In the listing below, the lines starting with the line with "(diff shortened: 1 of 3 files shown)" and going on through the line with "good call, I" are to be reproduced exactly, and only those.

---------- Supplied records

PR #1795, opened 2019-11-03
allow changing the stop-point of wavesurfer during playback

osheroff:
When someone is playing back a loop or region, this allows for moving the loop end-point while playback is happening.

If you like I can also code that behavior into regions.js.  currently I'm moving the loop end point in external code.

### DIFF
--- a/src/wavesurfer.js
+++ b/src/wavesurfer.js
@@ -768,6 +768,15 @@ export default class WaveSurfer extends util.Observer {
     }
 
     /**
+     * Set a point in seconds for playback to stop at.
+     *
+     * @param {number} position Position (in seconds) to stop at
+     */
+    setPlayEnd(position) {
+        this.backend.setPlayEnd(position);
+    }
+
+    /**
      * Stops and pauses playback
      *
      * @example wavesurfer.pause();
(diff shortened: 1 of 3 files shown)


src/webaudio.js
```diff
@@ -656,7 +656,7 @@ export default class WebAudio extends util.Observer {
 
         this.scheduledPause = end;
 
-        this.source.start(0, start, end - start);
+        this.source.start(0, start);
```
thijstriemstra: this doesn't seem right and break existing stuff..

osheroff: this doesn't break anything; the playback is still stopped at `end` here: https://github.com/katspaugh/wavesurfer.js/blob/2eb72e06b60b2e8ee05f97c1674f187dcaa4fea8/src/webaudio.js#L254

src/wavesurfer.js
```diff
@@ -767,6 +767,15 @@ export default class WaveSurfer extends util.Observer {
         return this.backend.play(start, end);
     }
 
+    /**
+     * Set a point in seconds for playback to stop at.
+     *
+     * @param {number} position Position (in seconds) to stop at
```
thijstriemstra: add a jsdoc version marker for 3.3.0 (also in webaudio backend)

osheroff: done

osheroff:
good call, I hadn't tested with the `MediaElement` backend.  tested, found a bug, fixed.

--------------------
---------- Supplied records

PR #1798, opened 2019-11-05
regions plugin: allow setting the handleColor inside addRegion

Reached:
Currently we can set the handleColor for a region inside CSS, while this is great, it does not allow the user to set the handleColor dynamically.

--------------------
---------- Supplied records

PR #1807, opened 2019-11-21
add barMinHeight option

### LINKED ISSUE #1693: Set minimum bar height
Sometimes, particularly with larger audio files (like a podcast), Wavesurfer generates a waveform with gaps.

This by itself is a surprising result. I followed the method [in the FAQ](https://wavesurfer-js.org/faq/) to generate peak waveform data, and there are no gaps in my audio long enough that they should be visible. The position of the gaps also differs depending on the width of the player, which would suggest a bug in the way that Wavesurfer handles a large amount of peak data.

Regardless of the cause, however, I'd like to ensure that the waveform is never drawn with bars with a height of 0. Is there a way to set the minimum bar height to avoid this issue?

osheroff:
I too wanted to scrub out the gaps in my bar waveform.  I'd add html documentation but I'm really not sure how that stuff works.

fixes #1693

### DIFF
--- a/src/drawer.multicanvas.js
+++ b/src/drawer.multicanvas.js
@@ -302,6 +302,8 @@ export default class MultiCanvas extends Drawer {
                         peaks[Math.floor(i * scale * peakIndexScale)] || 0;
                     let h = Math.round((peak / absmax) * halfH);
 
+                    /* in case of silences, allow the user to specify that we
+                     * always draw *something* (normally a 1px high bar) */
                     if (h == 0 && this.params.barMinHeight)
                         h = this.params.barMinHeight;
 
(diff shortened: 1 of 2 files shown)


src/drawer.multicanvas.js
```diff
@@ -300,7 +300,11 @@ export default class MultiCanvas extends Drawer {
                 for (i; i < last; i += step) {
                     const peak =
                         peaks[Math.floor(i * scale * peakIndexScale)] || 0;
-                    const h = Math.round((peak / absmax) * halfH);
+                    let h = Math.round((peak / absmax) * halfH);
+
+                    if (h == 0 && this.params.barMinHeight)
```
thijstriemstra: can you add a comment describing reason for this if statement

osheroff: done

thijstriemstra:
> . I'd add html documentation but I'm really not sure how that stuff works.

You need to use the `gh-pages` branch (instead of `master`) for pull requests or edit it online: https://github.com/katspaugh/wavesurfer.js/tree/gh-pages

--------------------

## Your solution
(diff shortened: 1 of 3 files shown)


src/webaudio.js
```diff
@@ -656,7 +656,7 @@ export default class WebAudio extends util.Observer {
 
         this.scheduledPause = end;
 
-        this.source.start(0, start, end - start);
+        this.source.start(0, start);
```
thijstriemstra: this doesn't seem right and break existing stuff..

osheroff: this doesn't break anything; the playback is still stopped at `end` here: https://github.com/katspaugh/wavesurfer.js/blob/2eb72e06b60b2e8ee05f97c1674f187dcaa4fea8/src/webaudio.js#L254

src/wavesurfer.js
```diff
@@ -767,6 +767,15 @@ export default class WaveSurfer extends util.Observer {
         return this.backend.play(start, end);
     }
 
+    /**
+     * Set a point in seconds for playback to stop at.
+     *
+     * @param {number} position Position (in seconds) to stop at
```
thijstriemstra: add a jsdoc version marker for 3.3.0 (also in webaudio backend)

osheroff: done

osheroff:
good call, I hadn't tested with the `MediaElement` backend.  tested, found a bug, fixed.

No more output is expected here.